REQUIRED ACTION: Only a number is wanted here. Tally the lines of the data that contain "regression".

*** Begin section ***

PR #4837, opened 2026-07-15
fix(transport): record failed transfers (transfers_failed had no writer)

### LINKED ISSUE #4827: Dashboard: transfers_failed counter has no writer (permanently 0)
## Problem

`TransportMetrics::transfers_failed` is declared, initialized, read, reset, rendered on the local peer dashboard, and uploaded to telemetry — but **nothing ever increments it**. There is no `record_transfer_failed` function anywhere in the crate. The counter is structurally pinned at 0.

User-visible effect: the dashboard's Data Transfer row always reads `N ok / 0 fail` (`server/home_page/cards.rs:384-391`), and `tracing/telemetry.rs:2009` uploads `transfers_failed: 0` forever. A node whose transfers are all failing looks perfectly healthy.

Originally spotted by Codex (reported by Ivvor); independently confirmed by tracing every access.

## Evidence

Declared and initialized:
- `transport/metrics.rs:57` — `transfers_failed: AtomicU32`
- `transport/metrics.rs:161` — `AtomicU32::new(0)`

Every access is a **read**:
- `:473` (`read_snapshot` load), `:558` (`take_snapshot` swap), `:596` (activity gate)

No `fetch_add` / `fetch_update` / non-zero `store` exists repo-wide. The only non-zero write is `server/home_page.rs:749`, a `#[cfg(test)]` fixture assigning to the *snapshot* struct, not the metric.

This is clearly an unfinished wiring rather than an unimplemented idea, because the failure paths are **already instrumented for the event stream**: `emit_transfer_failed` has six production call sites (`transport/peer_connection/outbound_stream.rs:210, 347, 550, 579, 651, 743`). And the counter's success sibling sits directly beside the failure arms at `transport/peer_connection.rs:1183-1192`:

```rust
Ok(stats) => { ... super::TRANSPORT_METRICS.record_transfer_completed(&stats); }   // :1184
Err(e) if e.is_transient_send_failure() => { tracing::warn!(...); }                 // no counter
Err(e) => return Err(e),                                                            // no counter
```

Second-order effect: `transfers_failed` is an input to `take_snapshot`'s no-activity gate (`:596`). Being structurally 0 it contributes nothing, so a period whose only activity was *failed* transfers may emit no snapshot at all.

## Suggested fix

Add `record_transfer_failed()` next to `record_transfer_completed` (`:187`) and call it from the failure arms at `peer_connection.rs:1186+`. Add a regression test asserting the counter moves (the existing tests only assert it stays 0, e.g. `:906`, `:933` — which is exactly why CI never caught this).

## Related (same file, filing here for context, separable)

1. **`bytes_sent` / `bytes_received` are asymmetric** despite looking like a pair. `bytes_sent` (`:200`) counts only outbound *stream* payloads; `bytes_received` (`:358`) is called for both short messages (`peer_connection.rs:1122`) and inbound streams (`:1153`). Outbound short messages are counted in neither. Any consumer comparing the two sees a systematic sent-side undercount. Not dashboard-visible (the card uses the symmetric `cumulative_*` counters).

2. **Dashboard rows flicker on the telemetry worker's 30s reset cycle.** The dashboard reads the non-resetting `read_snapshot()` (`node/network_status.rs:1784`), but the fields it gates rows on are the same ones `take_snapshot()` (`tracing/telemetry.rs:713`) swaps to 0 every `transport_snapshot_interval_secs` (default 30). On a node with no outbound stream completion in a window — common on a quiet node — the Transfers, cwnd, and LEDBAT-slowdowns rows plus the `(peak X/s)` suffix **disappear entirely** until the next stream. Only RTT survives, because keepalive ping/pong feeds `record_rtt_sample` every ~5s. Turning telemetry off silently changes those same rows from a 30s window to lifetime aggregates: same panel, two meanings. Needs a design call (dashboard reads lifetime counters, vs. accept window semantics and stop gating rows on `> 0`).

[AI-assisted - Claude]

sanity:
## Problem

`TransportMetrics::transfers_failed` is declared, initialized, read, reset, rendered on the local peer dashboard, and uploaded to telemetry — but **nothing ever incremented it**. No `record_transfer_failed` existed anywhere in the crate, so the counter was structurally pinned at 0.

User-visible effect: the dashboard's Data Transfer row always read `N ok / 0 fail` (`server/home_page/cards.rs:384-391`), and `tracing/telemetry.rs:2009` uploaded `transfers_failed: 0` forever. **A node whose transfers were all failing looked perfectly healthy.**

Second-order effect: `transfers_failed` is an input to `take_snapshot`'s no-activity gate (`metrics.rs:596`). Being structurally 0 it contributed nothing, so a period whose only activity was *failed* transfers could emit no snapshot at all.

This was unfinished wiring rather than an unimplemented idea: the failure paths were already instrumented for the **event stream** (`emit_transfer_failed`, six call sites in `outbound_stream.rs`), and the counter's success sibling `record_transfer_completed` sits directly beside the failure arms.

## Solution

Add `record_transfer_failed()` next to `record_transfer_completed`, and call it from **both** outbound-stream failure arms in `PeerConnection::recv`.

### Judgment call: why both arms, not just the terminal one

The brief flagged a real risk — that counting the `is_transient_send_failure()` arm might inflate the metric or double-count a retried transfer. I traced the code, and it doesn't:

**"Transient" classifies CONNECTION liveness, not the transfer's fate.** Its own rustdoc (`transport.rs:368-387`) is explicit: it returns true for "a stream-scoped failure that must NOT kill the connection", where "a single stalled or failed stream **only fails that stream**, and the operation layer times out and **retries against another candidate**." The stream task has already returned — the transfer is dead in both arms. The arms differ only in whether the *connection* survives (#4345).

**No double-count, and it does not depend on retry behaviour.** One spawned task yields exactly one result; `FuturesUnordered` yields that result exactly once; there is no `.await` between the yield and the increment. One stream, one terminal outcome, counted once. (An earlier revision of this PR justified this via "a retry opens a new stream with a new `stream_id`". That reasoning was wrong for the dominant case — `MAX_PEER_ADVANCEMENTS_STREAMING = 0` (`put/op_ctx_task.rs:1067`, selected at `:444`), so streaming PUTs — exactly the payloads that produce outbound-stream failures — get **zero** op-layer advancements, and `get/op_ctx_task.rs:1851` notes GETs are never streaming today. The conclusion survives; the stated reason didn't, and has been replaced by the one-task-one-result argument above.)

### Emit-site census

The six `emit_transfer_failed` sites, and which arm their error return lands in:

| emit site | returns | `is_transient_send_failure()` | arm |
|---|---|---|---|
| 210 → 248 | `OutboundStreamFailed` (cwnd-wait timeout) | true | transient |
| 347 → 390 | `e` from `packet_sending` | see below | either |
| 550 → 572 | `OutboundStreamFailed` (pipe inactivity stall) | true | transient |
| 579 → 595 | `OutboundStreamFailed` (inbound-feed error) | true | transient |
| 651 → 672 | `OutboundStreamFailed` (cwnd-wait timeout) | true | transient |
| 743 → 774 | `e` from `packet_sending` | see below | either |

So: **four** `OutboundStreamFailed` sites, and **two** mid-send `packet_sending` sites. `packet_sending` returns `SendFailed` on socket error (transient), **or** propagates a bincode `Serialization` error from `try_serialize_msg_to_packet_data` via `?` (`peer_connection.rs:2242`) — and `Serialization` is *not* transient, so it reaches the terminal arm. Each mid-send site can therefore return either kind; both emit `emit_transfer_failed` before returning, regardless of which.

Every production error return in `send_stream`/`pipe_stream` emits the event, and they distribute across *both* arms. Counting only the transient arm would silently miss the serialization case; **counting only the terminal arm would have left the counter ~always 0 and not fixed this issue at all** — every common failure (cwnd-wait timeout, pipe stall, inbound-feed error, socket send error) is transient.

This census is deliberately kept here rather than inline in the code: it is cross-file bookkeeping that a 7th emit site would silently falsify, with nothing to pin it. The inline comment keeps only the why (the liveness-vs-fate distinction and the counted-once argument), which stays true regardless of site count.

### Where the counter and the event stream cannot agree

The counter is **not** unconditionally 1:1 with the event stream. `emit_transfer_failed` fires **inside** the stream task (`send_stream` spans `outbound_stream.rs:103-473`, `pipe_stream` `:485-841`); the counter increments only where the task's *result* is observed, in `recv()`. They agree 1:1 for every stream whose result reaches that match — with two known gaps:

- **Panic (symmetric).** A stream task that panics becomes a `JoinError` → `TransportError::Other` via the `?` on the join result, *before* the match. It reaches neither arm, so it is missing from **both** the counter and the event stream. The two still agree with each other; both under-count panics equally.

- **Teardown orphan (ASYMMETRIC).** `PeerConnection::drop` (`peer_connection.rs:308-333`) cancels `streaming_handles` and aborts `keep_alive_handle`, but does **not** abort or drain `outbound_stream_futures`. Dropping a `FuturesUnordered<JoinHandle<_>>` drops the `JoinHandle`s, which **detaches** the tasks (`GlobalExecutor::spawn` returns a real `tokio::task::JoinHandle`, `config.rs:2923-2925`). A detached `send_stream`/`pipe_stream` task that later fails still calls `emit_transfer_failed` from inside the task — but no `recv()` remains to observe its result, so the **event fires and the counter does not**. This concentrates at teardown: the terminal arm's `return Err(e)` ends `recv()`, the caller drops the connection, and sibling in-flight streams orphan — i.e. exactly when mass stream failures happen. `record_transfer_completed` has the same gap.

Both gaps are now documented at the call site and in the `record_transfer_failed` rustdoc. Closing them is out of scope here.

### Implementation notes

- Saturating increment (matching `record_transfer_completed`): a pinned `u32::MAX` is a better failure mode than wrapping to 0 and reporting a healthy node.
- Records **only** the counter, unlike the success path — a failed transfer has no meaningful duration/throughput to aggregate, and bytes already on the wire are counted at the socket layer by `record_packet_sent`.

### Third file: suppressing a now-reachable dishonest render

`server/home_page/cards.rs` gates the transfers row on `transfers_completed > 0 || transfers_failed > 0`. **The `|| transfers_failed > 0` half was dead code before this PR** — the row only ever rendered with >=1 completion, so its average was always real. Giving the counter a writer makes an all-failures window reachable, and it would render:

> `0 ok / 3 fail (0.000s avg)`

presenting the sentinel 0 from `metrics.rs`'s `if transfers_completed > 0 { … } else { 0 }` guard as a measured average. A 30s all-failures window is exactly the sick-node case this PR exists to surface, so the first thing it renders must not be a fabricated timing.

Fixed by suppressing the average span when `transfers_completed == 0`, following the file's existing idiom (`peak_tput`, `rtt_str`, `cwnd_str` all conditionally suppress). **Flagged explicitly as a third file in the diff**: it's in scope under the repo's finish-the-fix rule because *this PR* is what makes the branch reachable, but it is not part of the counter wiring itself.

## Testing

**Two regression tests that drive the real `recv()` loop**, one per arm.

This is deliberate: the bug was missing **wiring**, not a missing counter. A test that only called `record_transfer_failed` directly would pass with **both call sites deleted** — it would not have caught this. The pre-existing metrics tests (`metrics.rs:906`, `:933`) only assert the counter *stays* 0, which is precisely why CI never caught it; that pattern is not followed here.

Verified the full falsification cycle explicitly:

- **With the fix**: both tests pass.
- **Fix removed** (both `record_transfer_failed()` call sites deleted, tests untouched): both fail with `left: 0, right: 1` — reproducing the exact bug (counter permanently 0).
- **Fix restored**: both pass again.

Test design details:
- Each asserts an **exact** `before + 1` delta, not a weaker `>=`, so they fail on a double-count as well as on the original never-counts bug.
- Each asserts its **premise** (`is_transient_send_failure()` is/isn't true for the injected error), so a future reclassification cannot leave a test silently exercising the wrong arm and passing for the wrong reason.
- The terminal test injects `ConnectionEstablishmentFailure` with a unique sentinel rather than `ConnectionClosed`, because a closed inbound channel also yields `ConnectionClosed` — asserting on that variant could pass for the wrong reason. The sentinel proves the error came from our stream task.
- The tests serialize on a shared lock (`TRANSPORT_METRICS` is a process-wide global) so they can't observe each other's increment.

**Plus a pin test for the newly-live activity gate**: `test_snapshot_emitted_for_failed_transfers_only`. `take_snapshot`'s no-activity gate includes `&& transfers_failed == 0`, a conjunct that was **dead until this PR** (the counter was structurally 0) and is now live for the first time. Both its siblings have a dedicated pin test for exactly this branch (`test_snapshot_emitted_for_rtt_only_activity`, citing #4000, and `test_snapshot_emitted_for_nat_only_activity`) because dropping a gate conjunct silently discards a period's telemetry; there was no failures-only equivalent. Without it, someone "simplifying" the gate by dropping the conjunct would make a failures-only window return `None` → telemetry uploads nothing → the fail counter reads a permanent 0 again, i.e. the exact #4827 symptom with green CI.

Falsified the same way: removing `&& transfers_failed == 0` from the gate makes it fail with *"failure-only activity must still produce a snapshot"*; restored, it passes. It also closes `record_transfer_failed`'s previously-zero coverage in `metrics.rs` — that a failure surfaces through `take_snapshot()` (the value telemetry actually uploads, distinct from the `read_snapshot()` the `peer_connection` tests use) and that it resets afterwards.

**Plus a render test**: `transfer_card_omits_avg_when_nothing_completed` (and an added assertion to `transfer_card_renders_subsections_with_data` that a real average still renders). Falsified by forcing the avg span unconditionally, which makes it fail.

Also green: full `transport::` lib suite (685 passed), `server::home_page::` (121 passed), `cargo fmt`, and `cargo clippy -p freenet --lib -- -D warnings` clean.

## Review follow-ups applied

A four-reviewer pass found no blocking correctness findings; every finding was comment/doc accuracy or a test gap. All are addressed:

1. **The "1:1" claim was false** — disclosed the asymmetric teardown/detach gap alongside the panic gap, and scoped the claim to "every stream whose result is observed by `recv()`". Fixed at the call site, in the `record_transfer_failed` rustdoc, and here. (Mechanism independently re-verified against `Drop`, the `FuturesUnordered<JoinHandle>` field, and `GlobalExecutor::spawn`'s return type.)
2. **The "all six" enumeration miscounted** — it reached six by adding 4 *sites* + 2 *error kinds arising from those same 2 sites*. The inline census is removed (it's cross-file bookkeeping that would rot); the corrected census lives in this PR body.
3. **The retry premise was wrong for the dominant case** — replaced with the one-task-one-result guarantee, which is airtight and retry-independent.
4. **Missing pin test for the newly-live activity gate** — added, plus `record_transfer_failed`'s `take_snapshot`/reset coverage.
5. **Stale `read_snapshot` doc** — it omitted `transfers_completed`/`transfers_failed` from the period accumulators `take_snapshot` resets, implying they are not reset. Corrected.
6. **`metrics.rs` overstated "the single place every stream task's result is observed"** — `recv()` also observes `inbound_stream_futures`; scoped to *outbound*.
7. **Test-helper doc had a wrong causal model** — it claimed the timer arms are TimeSource-driven with first ticks "seconds away". Actually `ack_interval` is selected by `SimulationTransportOpt::is_enabled()`, giving `ACK_CHECK_INTERVAL` = 100ms; the resend arm fires at 10ms then every 2ms. Only `timeout_check` (5s) matched the claim. The tests pass for a different reason — those arms are no-ops on an idle fixture (`ack_check` returns early on `receipts.is_empty()`). Corrected to the real reason.
8. **This PR made a dishonest render reachable** — fixed in `cards.rs`; see "Third file" above.

## Scope

Strictly the `transfers_failed` counter, plus the `cards.rs` render branch this PR makes reachable (flagged above). The two related items in the issue — the `bytes_sent`/`bytes_received` asymmetry, and the 30s-reset row flicker (which needs a design call) — are deliberately **not** touched here.

Fixes #4827

[AI-assisted - Claude]

### DIFF
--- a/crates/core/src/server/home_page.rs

*** End section ***

TASK RESULT: 2